■ **What is required**
Copy every line from the data below in which the string "values" can be found.

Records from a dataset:
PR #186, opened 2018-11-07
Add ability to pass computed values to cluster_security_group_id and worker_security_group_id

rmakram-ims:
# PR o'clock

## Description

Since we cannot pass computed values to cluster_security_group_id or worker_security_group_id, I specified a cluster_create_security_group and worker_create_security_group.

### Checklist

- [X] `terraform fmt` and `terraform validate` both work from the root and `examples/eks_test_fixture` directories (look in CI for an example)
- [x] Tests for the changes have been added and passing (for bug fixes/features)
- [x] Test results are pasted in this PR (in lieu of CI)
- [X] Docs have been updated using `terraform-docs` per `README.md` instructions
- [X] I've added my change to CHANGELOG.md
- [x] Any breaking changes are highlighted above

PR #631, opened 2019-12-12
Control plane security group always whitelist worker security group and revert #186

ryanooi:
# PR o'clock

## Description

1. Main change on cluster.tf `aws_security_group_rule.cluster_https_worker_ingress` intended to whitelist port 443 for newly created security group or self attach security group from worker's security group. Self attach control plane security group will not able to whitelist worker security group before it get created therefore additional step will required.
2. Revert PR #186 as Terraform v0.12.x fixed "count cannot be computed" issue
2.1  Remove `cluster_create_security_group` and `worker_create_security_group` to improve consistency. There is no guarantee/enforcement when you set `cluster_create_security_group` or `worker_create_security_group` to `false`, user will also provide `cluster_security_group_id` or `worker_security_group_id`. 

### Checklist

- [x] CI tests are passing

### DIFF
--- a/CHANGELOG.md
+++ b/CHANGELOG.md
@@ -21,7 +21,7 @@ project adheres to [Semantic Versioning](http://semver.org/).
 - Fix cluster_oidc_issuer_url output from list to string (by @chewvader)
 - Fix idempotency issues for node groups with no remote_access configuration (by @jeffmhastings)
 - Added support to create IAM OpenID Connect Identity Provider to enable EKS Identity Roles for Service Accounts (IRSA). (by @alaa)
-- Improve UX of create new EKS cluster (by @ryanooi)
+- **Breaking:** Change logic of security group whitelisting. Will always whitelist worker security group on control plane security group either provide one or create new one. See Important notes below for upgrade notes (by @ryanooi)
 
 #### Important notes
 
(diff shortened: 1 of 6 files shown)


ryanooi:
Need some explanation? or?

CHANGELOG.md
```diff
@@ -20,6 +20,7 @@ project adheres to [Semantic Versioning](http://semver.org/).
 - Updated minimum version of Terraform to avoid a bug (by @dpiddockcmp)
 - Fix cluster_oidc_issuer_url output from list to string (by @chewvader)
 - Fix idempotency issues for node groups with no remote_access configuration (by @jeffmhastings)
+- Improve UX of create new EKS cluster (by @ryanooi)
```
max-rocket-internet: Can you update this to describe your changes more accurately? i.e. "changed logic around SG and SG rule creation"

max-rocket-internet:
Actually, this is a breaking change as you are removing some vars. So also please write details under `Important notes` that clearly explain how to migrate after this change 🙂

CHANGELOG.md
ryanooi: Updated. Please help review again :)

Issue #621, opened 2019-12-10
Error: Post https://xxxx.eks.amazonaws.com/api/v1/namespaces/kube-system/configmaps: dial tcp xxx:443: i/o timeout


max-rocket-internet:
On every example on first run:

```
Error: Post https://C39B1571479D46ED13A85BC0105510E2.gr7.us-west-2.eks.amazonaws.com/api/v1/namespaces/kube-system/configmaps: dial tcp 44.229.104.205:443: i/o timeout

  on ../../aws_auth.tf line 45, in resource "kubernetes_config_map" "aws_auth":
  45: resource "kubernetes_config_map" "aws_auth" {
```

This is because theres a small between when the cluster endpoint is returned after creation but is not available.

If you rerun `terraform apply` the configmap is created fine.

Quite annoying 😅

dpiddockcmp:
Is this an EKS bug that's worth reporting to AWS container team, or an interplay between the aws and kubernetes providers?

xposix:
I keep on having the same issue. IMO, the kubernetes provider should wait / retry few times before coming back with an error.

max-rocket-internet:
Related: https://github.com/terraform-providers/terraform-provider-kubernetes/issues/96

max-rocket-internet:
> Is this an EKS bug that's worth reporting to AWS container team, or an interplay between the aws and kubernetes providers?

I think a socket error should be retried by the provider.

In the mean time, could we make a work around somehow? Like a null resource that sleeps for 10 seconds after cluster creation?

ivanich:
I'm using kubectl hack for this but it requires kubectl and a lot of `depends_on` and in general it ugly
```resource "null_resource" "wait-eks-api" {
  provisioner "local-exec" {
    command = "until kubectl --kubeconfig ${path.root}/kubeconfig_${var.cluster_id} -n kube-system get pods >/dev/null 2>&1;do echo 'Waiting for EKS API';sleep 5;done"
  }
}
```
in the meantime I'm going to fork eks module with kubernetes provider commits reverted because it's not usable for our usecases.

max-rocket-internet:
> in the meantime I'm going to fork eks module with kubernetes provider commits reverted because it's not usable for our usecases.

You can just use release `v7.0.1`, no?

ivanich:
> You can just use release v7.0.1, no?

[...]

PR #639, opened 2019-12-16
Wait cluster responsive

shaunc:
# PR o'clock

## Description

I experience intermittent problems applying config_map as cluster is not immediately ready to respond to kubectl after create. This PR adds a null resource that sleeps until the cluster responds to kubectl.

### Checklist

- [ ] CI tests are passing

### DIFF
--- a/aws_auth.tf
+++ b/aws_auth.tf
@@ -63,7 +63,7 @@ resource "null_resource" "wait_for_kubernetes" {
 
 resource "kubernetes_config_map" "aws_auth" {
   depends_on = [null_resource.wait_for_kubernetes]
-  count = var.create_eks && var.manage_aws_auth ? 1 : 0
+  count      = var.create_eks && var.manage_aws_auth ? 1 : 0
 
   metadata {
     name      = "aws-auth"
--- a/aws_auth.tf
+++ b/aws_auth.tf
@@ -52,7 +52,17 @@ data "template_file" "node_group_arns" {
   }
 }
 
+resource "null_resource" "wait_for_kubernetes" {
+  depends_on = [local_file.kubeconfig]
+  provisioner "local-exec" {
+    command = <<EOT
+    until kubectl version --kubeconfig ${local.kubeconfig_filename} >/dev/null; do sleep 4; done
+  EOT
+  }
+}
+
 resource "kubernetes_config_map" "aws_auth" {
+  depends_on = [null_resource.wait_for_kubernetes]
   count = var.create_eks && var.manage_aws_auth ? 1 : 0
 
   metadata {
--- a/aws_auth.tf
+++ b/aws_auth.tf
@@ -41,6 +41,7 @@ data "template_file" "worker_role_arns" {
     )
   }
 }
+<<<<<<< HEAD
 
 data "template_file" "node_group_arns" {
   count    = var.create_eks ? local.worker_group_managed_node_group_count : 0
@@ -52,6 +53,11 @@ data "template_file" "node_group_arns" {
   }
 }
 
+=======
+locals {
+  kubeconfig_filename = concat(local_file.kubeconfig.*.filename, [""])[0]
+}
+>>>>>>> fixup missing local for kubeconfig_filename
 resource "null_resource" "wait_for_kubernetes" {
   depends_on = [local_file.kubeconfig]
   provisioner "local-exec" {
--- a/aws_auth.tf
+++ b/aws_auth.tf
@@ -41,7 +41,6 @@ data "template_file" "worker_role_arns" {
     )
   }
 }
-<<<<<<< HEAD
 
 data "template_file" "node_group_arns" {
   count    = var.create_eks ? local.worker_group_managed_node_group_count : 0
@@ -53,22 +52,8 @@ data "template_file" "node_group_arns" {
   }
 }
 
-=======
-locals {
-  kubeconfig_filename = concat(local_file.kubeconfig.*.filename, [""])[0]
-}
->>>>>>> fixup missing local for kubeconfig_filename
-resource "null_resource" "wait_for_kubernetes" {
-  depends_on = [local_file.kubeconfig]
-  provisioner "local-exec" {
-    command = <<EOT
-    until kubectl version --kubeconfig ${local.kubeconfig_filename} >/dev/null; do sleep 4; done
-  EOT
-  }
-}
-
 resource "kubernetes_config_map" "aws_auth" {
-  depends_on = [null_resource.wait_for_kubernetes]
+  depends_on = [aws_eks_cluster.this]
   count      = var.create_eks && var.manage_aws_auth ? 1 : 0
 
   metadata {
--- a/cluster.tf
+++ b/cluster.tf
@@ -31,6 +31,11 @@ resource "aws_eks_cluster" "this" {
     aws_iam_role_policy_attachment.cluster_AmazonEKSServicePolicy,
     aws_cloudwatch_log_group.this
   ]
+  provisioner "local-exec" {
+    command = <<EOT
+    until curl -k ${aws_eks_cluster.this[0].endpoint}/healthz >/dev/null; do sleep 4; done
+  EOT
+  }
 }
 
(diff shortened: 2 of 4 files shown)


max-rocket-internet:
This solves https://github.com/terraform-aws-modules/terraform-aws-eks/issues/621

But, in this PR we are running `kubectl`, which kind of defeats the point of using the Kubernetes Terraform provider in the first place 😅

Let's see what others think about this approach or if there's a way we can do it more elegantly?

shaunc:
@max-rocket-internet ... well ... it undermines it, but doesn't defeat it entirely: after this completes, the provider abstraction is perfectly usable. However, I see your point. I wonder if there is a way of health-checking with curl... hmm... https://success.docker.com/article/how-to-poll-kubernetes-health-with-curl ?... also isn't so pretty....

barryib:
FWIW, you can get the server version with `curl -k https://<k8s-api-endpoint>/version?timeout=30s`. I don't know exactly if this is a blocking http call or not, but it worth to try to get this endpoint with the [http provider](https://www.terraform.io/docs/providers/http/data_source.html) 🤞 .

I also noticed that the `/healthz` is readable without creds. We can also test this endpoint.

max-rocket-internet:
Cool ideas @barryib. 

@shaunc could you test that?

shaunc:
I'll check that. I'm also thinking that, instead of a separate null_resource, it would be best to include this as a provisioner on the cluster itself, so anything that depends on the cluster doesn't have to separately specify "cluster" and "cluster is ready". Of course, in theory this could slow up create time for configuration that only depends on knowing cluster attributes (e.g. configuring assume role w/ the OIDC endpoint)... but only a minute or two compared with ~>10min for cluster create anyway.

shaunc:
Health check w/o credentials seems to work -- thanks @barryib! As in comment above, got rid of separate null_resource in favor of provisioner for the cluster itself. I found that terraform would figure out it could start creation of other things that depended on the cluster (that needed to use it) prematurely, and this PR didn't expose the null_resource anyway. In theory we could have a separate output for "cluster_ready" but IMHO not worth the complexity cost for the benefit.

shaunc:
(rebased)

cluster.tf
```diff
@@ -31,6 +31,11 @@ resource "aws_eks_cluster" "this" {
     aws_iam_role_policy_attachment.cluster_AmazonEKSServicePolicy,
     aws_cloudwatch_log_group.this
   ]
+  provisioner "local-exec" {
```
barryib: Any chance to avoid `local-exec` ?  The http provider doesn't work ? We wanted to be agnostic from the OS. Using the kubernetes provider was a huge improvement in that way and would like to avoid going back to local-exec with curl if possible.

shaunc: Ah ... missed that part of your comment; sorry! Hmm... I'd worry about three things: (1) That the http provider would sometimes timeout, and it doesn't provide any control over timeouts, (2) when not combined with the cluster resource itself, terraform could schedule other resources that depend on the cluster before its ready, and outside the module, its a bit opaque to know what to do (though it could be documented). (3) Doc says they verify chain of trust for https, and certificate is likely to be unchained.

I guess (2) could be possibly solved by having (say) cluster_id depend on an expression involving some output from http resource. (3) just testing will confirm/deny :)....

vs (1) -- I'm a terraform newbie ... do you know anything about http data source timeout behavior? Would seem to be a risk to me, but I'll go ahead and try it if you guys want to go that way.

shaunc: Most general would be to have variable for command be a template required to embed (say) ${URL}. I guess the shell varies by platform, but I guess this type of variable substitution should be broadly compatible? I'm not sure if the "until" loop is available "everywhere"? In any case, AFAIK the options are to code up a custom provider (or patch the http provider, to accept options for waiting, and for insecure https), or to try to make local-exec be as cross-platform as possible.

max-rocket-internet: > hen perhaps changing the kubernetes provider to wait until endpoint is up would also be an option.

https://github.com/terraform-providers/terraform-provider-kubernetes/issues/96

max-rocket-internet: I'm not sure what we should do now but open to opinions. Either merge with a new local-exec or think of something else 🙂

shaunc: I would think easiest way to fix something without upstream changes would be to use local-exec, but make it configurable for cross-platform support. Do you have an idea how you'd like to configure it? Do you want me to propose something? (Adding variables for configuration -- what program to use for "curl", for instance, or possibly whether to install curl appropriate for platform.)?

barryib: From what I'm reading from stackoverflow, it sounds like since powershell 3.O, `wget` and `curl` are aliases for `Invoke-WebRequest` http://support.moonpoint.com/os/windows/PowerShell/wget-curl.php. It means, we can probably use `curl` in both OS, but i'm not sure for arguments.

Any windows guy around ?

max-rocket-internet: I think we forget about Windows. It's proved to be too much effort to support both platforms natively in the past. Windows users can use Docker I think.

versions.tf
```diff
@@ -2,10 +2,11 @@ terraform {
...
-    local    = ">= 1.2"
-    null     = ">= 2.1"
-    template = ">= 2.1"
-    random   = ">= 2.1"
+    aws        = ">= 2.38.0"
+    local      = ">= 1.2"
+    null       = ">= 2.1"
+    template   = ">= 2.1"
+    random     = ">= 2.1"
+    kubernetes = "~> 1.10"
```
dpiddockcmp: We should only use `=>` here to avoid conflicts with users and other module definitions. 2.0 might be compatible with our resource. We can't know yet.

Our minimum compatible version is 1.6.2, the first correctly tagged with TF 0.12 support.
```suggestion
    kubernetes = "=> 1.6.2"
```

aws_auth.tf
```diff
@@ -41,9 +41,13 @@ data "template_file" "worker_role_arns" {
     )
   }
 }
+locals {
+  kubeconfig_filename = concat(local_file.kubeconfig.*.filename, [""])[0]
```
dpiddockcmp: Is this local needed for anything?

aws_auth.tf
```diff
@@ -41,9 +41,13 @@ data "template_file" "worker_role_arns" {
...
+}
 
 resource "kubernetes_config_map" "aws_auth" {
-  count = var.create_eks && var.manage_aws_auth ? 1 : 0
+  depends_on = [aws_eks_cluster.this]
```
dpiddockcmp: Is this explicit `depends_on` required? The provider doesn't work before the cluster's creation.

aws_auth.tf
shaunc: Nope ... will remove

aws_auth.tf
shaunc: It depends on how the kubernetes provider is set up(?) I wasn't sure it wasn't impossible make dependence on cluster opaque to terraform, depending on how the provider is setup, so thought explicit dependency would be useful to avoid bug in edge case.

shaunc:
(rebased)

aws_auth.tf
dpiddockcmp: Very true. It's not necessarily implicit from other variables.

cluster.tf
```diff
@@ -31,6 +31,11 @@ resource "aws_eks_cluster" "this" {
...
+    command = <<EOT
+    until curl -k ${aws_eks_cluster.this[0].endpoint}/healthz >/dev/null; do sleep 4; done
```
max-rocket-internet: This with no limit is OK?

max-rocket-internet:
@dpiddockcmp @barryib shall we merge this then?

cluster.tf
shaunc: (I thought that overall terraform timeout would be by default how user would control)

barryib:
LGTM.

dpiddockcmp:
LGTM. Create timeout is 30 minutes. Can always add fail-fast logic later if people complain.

■ **Answer to this problem**
Add ability to pass computed values to cluster_security_group_id and worker_security_group_id
Since we cannot pass computed values to cluster_security_group_id or worker_security_group_id, I specified a cluster_create_security_group and worker_create_security_group.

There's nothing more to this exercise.